Creating an LLM Chain

Implementing the Method

  1. Edit the RetrievalAugmentedGeneration/examples/simple_rag_api_catalog/chains.py file and add the following import statements:

    from langchain_core.prompts import ChatPromptTemplate
    from langchain_core.output_parsers import StrOutputParser
    
  2. Update the llm_chain method with the following statements:

        def llm_chain(self, query: str, chat_history: List["Message"], **kwargs) -> Generator[str, None, None]:
            """Code to form an answer using LLM when context is already supplied"""
            logger.info("Using llm to generate response directly without knowledge base.")
            system_message = [("system", settings.prompts.chat_template)]
            conversation_history = [(msg.role, msg.content) for msg in chat_history]
            user_input = [("user", "{input}")]
    
            if conversation_history:
                prompt_template = ChatPromptTemplate.from_messages(
                    system_message + conversation_history + user_input
                )
            else:
                prompt_template = ChatPromptTemplate.from_messages(
                    system_message + user_input
                )
    
            llm = get_llm(**kwargs)
            chain = prompt_template | llm | StrOutputParser()
    
            augmented_user_input = (f"\n\nQuestion: {query}\n")
            return chain.stream({"input": augmented_user_input})
    

Building and Running with Docker Compose

Using the containers has one additional step this time: exporting your NVIDIA API key as an environment variable.

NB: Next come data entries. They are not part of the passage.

PR #1549, opened 2025-02-13
Retry failed tasks via admin

### LINKED ISSUE #1394: tc-cli should be able to list failed tasks and force the timechain to retry them

haider-rs:
## Description

- Saves failed tasks in a new storage in task pallet.
- Provides runtime api to get all failed tasks.
- Provides a new extrinsic to retry a failed task via admin.
- Provided tc-cli utils to list failed task.
- Provides tc-cli command to retry failed task.
- Adds tests in pallet task.
- Adds benchmarks for extrinsic `restart_batch`

Fixes # (issue)
closes: https://github.com/Analog-Labs/timechain/issues/1394

## Type of change

Please delete options that are not relevant.
- [x] New feature (non-breaking change which adds functionality)

**Test Configuration**:
* Firmware version:
* Hardware:
* Toolchain:

## Code review prechecks:

- [x] Code follows the style guidelines of this project
- [x] Code has been self-reviewed
- [x] Inline comments have been added for each method
- [x] I have made corresponding changes to the documentation
- [x] Code changes introduces no new problems or warnings
- [x] Test cases have been added 
- [x] Dependent changes have been merged and published in downstream modules

### DIFF
--- a/pallets/tasks/src/benchmarking.rs
+++ b/pallets/tasks/src/benchmarking.rs
@@ -144,34 +144,29 @@ benchmarks! {
 	}: _(RawOrigin::Root, task_id) verify { }
 
 
+
 	restart_batch {
-		let l in 1..1000;
 		create_shard::<T>(ETHEREUM);
 		let network = ETHEREUM;
-		let failed_batches: Vec<BatchId> = (0..l).map(|l| l as BatchId).collect();
-		let target_batch_id: u64 = (l - 1).into();
-
-		for batch_id in &failed_batches {
-			let task_id = Pallet::<T>::create_task(
-				network,
-				Task::SubmitGatewayMessage { batch_id: *batch_id }
-			);
-			BatchTaskId::<T>::insert(batch_id, task_id);
-			TaskNetwork::<T>::insert(task_id, network);
-		}
-
-		FailedBatchIds::<T>::put(failed_batches.clone());
-	}: _(RawOrigin::Root, target_batch_id) verify {
-		let new_task_id = TaskIdCounter::<T>::get();
+		let batch_id = BatchIdCounter::<T>::get();
+		let initial_task_id = Pallet::<T>::create_task(
+			network,
+			Task::SubmitGatewayMessage { batch_id }
+		);
+		FailedBatchIds::<T>::insert(batch_id, ());
+		BatchTaskId::<T>::insert(batch_id, initial_task_id);
+		TaskNetwork::<T>::insert(initial_task_id, network);
+	}: _(RawOrigin::Root, batch_id) verify {
+		let new_task_id = initial_task_id + 1;
 		assert_eq!(
-			BatchTaskId::<T>::get(target_batch_id),
+			BatchTaskId::<T>::get(batch_id),
 			Some(new_task_id),
 			"New task not created"
 		);
 		assert!(
-			!FailedBatchIds::<T>::get().contains(&target_batch_id),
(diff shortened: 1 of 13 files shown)


pallets/tasks/src/lib.rs
```diff
@@ -434,6 +449,23 @@ pub mod pallet {
...
+
+		#[pallet::call_index(14)]
+		#[pallet::weight(<T as Config>::WeightInfo::restart_batch())]
+		pub fn restart_batch(origin: OriginFor<T>, batch_id: BatchId) -> DispatchResult {
+			T::AdminOrigin::ensure_origin(origin)?;
+			let old_task_id = BatchTaskId::<T>::get(batch_id).ok_or(Error::<T>::InvalidBatchId)?;
+			let network = TaskNetwork::<T>::get(old_task_id).ok_or(Error::<T>::UnknownTask)?;
+			let new_task_id = Self::create_task(network, Task::SubmitGatewayMessage { batch_id });
+			BatchTaskId::<T>::insert(batch_id, new_task_id);
+			FailedBatchIds::<T>::mutate(|ids| {
```
libreamartists: Cost of execution increases proportional to the length of this storage item so ideally there would be a weight hint input which the extrinsic required to be equal to the length of this storage item which is used  when the weight is computed.

libreamartists: But this could be a follow up

pallets/tasks/src/benchmarking.rs
```diff
@@ -143,5 +143,29 @@ benchmarks! {
...
+
+	restart_batch {
+		create_shard::<T>(ETHEREUM);
+		let network = ETHEREUM;
+		let batch_id = BatchIdCounter::<T>::get();
+		let initial_task_id = Pallet::<T>::create_task(
+			network,
+			Task::SubmitGatewayMessage { batch_id }
+		);
+		FailedBatchIds::<T>::mutate(|ids| ids.push(batch_id));
```
libreamartists: benchmark assumes length 1 but will probably be much larger in practice. Even if we do the weight hint in a follow up, I would prefer to overestimate the weight than underestimate it like this. So might be better to include like 100 failed batches here or whatever a sensibly high number is.

peektism (approved):
Looks great! Only nit was the weight hint but that can be in a follow up. Benchmarking should probably assume a worse case though (conservatively large number of failed batches)

peektism (approved):

pallets/tasks/src/lib.rs
```diff
@@ -260,6 +265,10 @@ pub mod pallet {
 	#[pallet::storage]
 	pub type BatchTaskId<T: Config> = StorageMap<_, Blake2_128Concat, BatchId, TaskId, OptionQuery>;
 
+	/// List of failed batches.
+	#[pallet::storage]
+	pub type FailedBatchIds<T: Config> = StorageValue<_, Vec<BatchId>, ValueQuery>;
```
dvc94ch:
```suggestion
	pub type FailedBatchIds<T: Config> = StorageMap<_, BatchId, (), ValueQuery>;
```

Using a HashSet is way more efficient than using a vec...

dvc94ch (approved):
looks good. we just need to avoid vecs especially if a storage map can be used...

pallets/tasks/src/lib.rs
dvc94ch: commented on that, the solution is to use a StorageMap instead of a StorageValue<Vec<_>>

PR #1557, opened 2025-02-17
Introduce end-to-end testing crate

agryaznov:
This adds crate to be used as our integration testing framework. 

Currently we have a `smoke` test which basically does the same as `tc-cli smoke-test 2 3` but in the form of a normal integration test. Just run:
```sh
cargo test --tests smoke
```

and it will 
1. Spawn the environment, starting all the needed containers. 
2. Run the test. 
3. Tear down the environment, stopping all the containers. 

Next thing to be done is to add GMP assets bridge e2e test.


config/envs/local/local-evm-e2e.yaml
```diff
@@ -0,0 +1,48 @@
...
+    batch_gas_limit: 10000000
+    gmp_margin: 0.0
+    shard_task_limit: 50
+    route_gas_limit: 10000000
+    route_base_fee: 1400000000
+    shard_size: 1
+    shard_threshold: 1
+chronicles: 
+  - http://localhost:8080
+  - http://localhost:8081
```
dvc94ch, line 48: what's the difference between this config and local-evm.yaml?

e2e-tests/tests/smoke.rs
```diff
@@ -0,0 +1,60 @@
...
+
+mod common;
+
+use common::TestEnv;
+use time_primitives::NetworkId;
+
+const SRC: NetworkId = 2;
+const DEST: NetworkId = 3;
+
+#[tokio::test]
```
dvc94ch: mmh, I like it. however how do we deal with concurrent tests? this seams to call docker compose up before the test which is a noop I guess if its already running, but then shuts down the containers when complete?

maybe add a test for the grpc backend too and show that they can run concurrently without issues and the approach works for me...

config/envs/local/local-evm-e2e.yaml
agryaznov: It's about setting localhost instead of docker host aliases, which won't work outside docker where the tests are being run

dvc94ch (approved):

e2e-tests/tests/smoke.rs
agryaznov: Yeah you're right, maybe at this stage it has to be run sequentially. Let's figure this out at the next stage when adding next test for the GMP brigde.

agryaznov:
@penumbra23 can we add Foundry to the GHA runner? We need `forge` for the [integration test](https://github.com/Analog-Labs/timechain/actions/runs/13388915169/job/37391904958?pr=1557#step:4:2917).

.github/workflows/pr-test-compose.yaml
```diff
@@ -7,6 +7,7 @@ concurrency:
   group: ${{ github.workflow }}-${{ github.ref }}
   cancel-in-progress: true
 jobs:
+  if: false
```
agryaznov, line 10: @penumbra23 I disable this one because this PR introduces integration test which does the same

agryaznov:
Last left failing CI job has nothing to do with the changes introduced in this pr and has [been around for a while](https://github.com/Analog-Labs/timechain/actions/runs/13359269479/job/37306415107). It's (hopefully) going to be fixed with https://github.com/Analog-Labs/timechain/pull/1538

  1. Build the container for the Chain Server:

    $ docker compose --env-file deploy/compose/compose.env -f deploy/compose/simple-rag-api-catalog.yaml build chain-server
    
  2. Export your NVIDIA API key in an environment variable:

    $ export NVIDIA_API_KEY=nvapi-...
    
  3. Run the containers:

    $ docker compose --env-file deploy/compose/compose.env -f deploy/compose/simple-rag-api-catalog.yaml up -d
    

Verify the LLM Chain Method Using Curl

You can access the Chain Server with a URL like http://localhost:8081.

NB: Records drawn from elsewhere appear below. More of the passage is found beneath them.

PR #1566, opened 2025-02-18
Move e2e tests from a dedicated crate to `tests/` at the workspace root

agryaznov:
A small enhancement regarding integration tests:

1. We declare a "nominal" _timechain_ package in the workspace `Cargo.toml`.
2. This allows us to get rid of a dedicated crate for e2e tests, and have them living in `tests/` directory, which is neat and in line with general convention for integration tests.


agryaznov:
@penumbra23 let's come up with the CI settings reliable enough to be accepted for all the future PRs

.github/workflows/pr-test-cargo-integration.yaml
```diff
@@ -0,0 +1,27 @@
...
+      - name: Build testsuite
+        uses: ./.github/actions/cargo-command
+        with:
+          command: test
+          args: --all-features --no-run
+      - name: Run testsuite
+        uses: ./.github/actions/cargo-command
+        with:
+          command: test
+          args: --all-features --tests
```
dvc94ch: can we make this `--all-features -p timechain`

.github/workflows/pr-test-cargo-unit.yaml
```diff
@@ -38,6 +38,6 @@ jobs:
         uses: ./.github/actions/cargo-command
         with:
           command: test
-          args: --all-features
+          args: --all-features --lib --bins
```
dvc94ch: and this `--all-features --exclude timechain`?

dvc94ch (approved):
don't forget to remove the e2e-tests folder...

agryaznov:
@penumbra23 could [port mappings](https://github.com/Analog-Labs/timechain/blob/860a7942722f6b9cf3de8834d52ffbf68b0500bc/docker-compose.yml#L117) break things for other ci jobs? If so we can rm it for now and disable the e2e flow until that's solved

haider-rs:
i guess both chain-2-evm and chain-3-evm is mapped to same port. If we change one to something else it shouldnt be an issue.

agryaznov:
> i guess both chain-2-evm and chain-3-evm is mapped to same port. If we change one to something else it shouldnt be an issue.

hmm to me it looks like they're mapped to [different](https://github.com/Analog-Labs/timechain/blob/860a7942722f6b9cf3de8834d52ffbf68b0500bc/docker-compose.yml#L117) ones: `8545` and `8546`
(otherwise it wouldn't work locally, but it works)

haider-rs:
correct my bad.

agryaznov:
For now let's merge this w the new e2e flow off, and without port mappings, until we figure out proper CI setting on the runners for that with @penumbra23 (tbd in a follow-up PR)

penumbra23:
One thing that can be done is export the port but avoid a fixed one:
```
ports:
- 9944
```

In this way the OS will assign a free one each time.

agryaznov:
> One thing that can be done is export the port but avoid a fixed one:
> 
> ```
> ports:
> - 9944
> ```
> 
> In this way the OS will assign a free one each time.

this particular one has been there for a [quite a while](https://github.com/Analog-Labs/timechain/pull/523/files#diff-e45e45baeda1c1e73482975a664062aa56f20c03dd9d64a827aba57775bed0d3R18) (was not touched in recent PRs) so I keep it as is here

FlorianFranzen:
@agryaznov This actually added an [invalid workflow file](https://github.com/Analog-Labs/timechain/actions/runs/13413226838) still failing CI in some status messages. Just though to let you know as it took me a while to even see where and why the CI was still failing. Nothing to do from your side, I will add a fix #1573.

  • Confirm the llm_chain method runs by submitting a query:

    $ curl -H "Content-Type: application/json" http://localhost:8081/generate \
        -d '{"messages":[{"role":"user", "content":"What should I see in Paris?"}], "use_knowledge_base": false}'
    

    Example Output

    data: {"id":"3ffaf2b4-edd1-479e-9192-5b84b49c6ab6","choices":[{"index":0,"message":{"role":"assistant","content":""},"finish_reason":""}]}
    
    data: {"id":"3ffaf2b4-edd1-479e-9192-5b84b49c6ab6","choices":[{"index":0,"message":{"role":"assistant","content":" In"},"finish_reason":""}]}
    
    data: {"id":"3ffaf2b4-edd1-479e-9192-5b84b49c6ab6","choices":[{"index":0,"message":{"role":"assistant","content":" Paris, you should see famous landmarks such as the Eiffel Tower, the Louvre Museum, Notre-Dame Cathedral, the Arc de"},"finish_reason":""}]}
    
    data: {"id":"3ffaf2b4-edd1-479e-9192-5b84b49c6ab6","choices":[{"index":0,"message":{"role":"assistant","content":" Triomphe, and the Sacré-Cœur Basilica. You can also take a stroll along the Seine River, visit the Montmartre"},"finish_reason":""}]}
    
    data: {"id":"3ffaf2b4-edd1-479e-9192-5b84b49c6ab6","choices":[{"index":0,"message":{"role":"assistant","content":" district, and explore the charming streets of the Marais neighborhood. If you're interested in art, be sure to check out the Musée d'Or"},"finish_reason":""}]}
    
    data: {"id":"3ffaf2b4-edd1-479e-9192-5b84b49c6ab6","choices":[{"index":0,"message":{"role":"assistant","content":"say"},"finish_reason":""}]}
    
    data: {"id":"3ffaf2b4-edd1-479e-9192-5b84b49c6ab6","choices":[{"index":0,"message":{"role":"assistant","content":" and the Centre Pompidou. And don't forget to try some delicious French cuisine while you're there!"},"finish_reason":""}]}
    
    data: {"id":"3ffaf2b4-edd1-479e-9192-5b84b49c6ab6","choices":[{"index":0,"message":{"role":"assistant","content":""},"finish_reason":""}]}
    
    data: {"id":"3ffaf2b4-edd1-479e-9192-5b84b49c6ab6","choices":[{"index":0,"message":{"role":"assistant","content":""},"finish_reason":"[DONE]"}]}
    

Next Steps

  • Creating a RAG Chain

  • You can stop the containers by running the docker compose -f deploy/compose/simple-rag-api-catalog.yaml down command.